PR #141, opened 2025-09-19
Re-add 4.2 in CI.

FGasper:
`m`’s maintainer has fixed the issue that caused 4.2 downloads to fail, so this changeset re-enables 4.2 testing in CI.


autarch (approved):
LGTM!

+++

_AIM OF THE EXERCISE:_ Extract the full listing above without altering anything.

_RESPONSE AREA:_
PR #141, opened 2025-09-19
Re-add 4.2 in CI.

FGasper:
`m`’s maintainer has fixed the issue that caused 4.2 downloads to fail, so this changeset re-enables 4.2 testing in CI.


autarch (approved):
LGTM!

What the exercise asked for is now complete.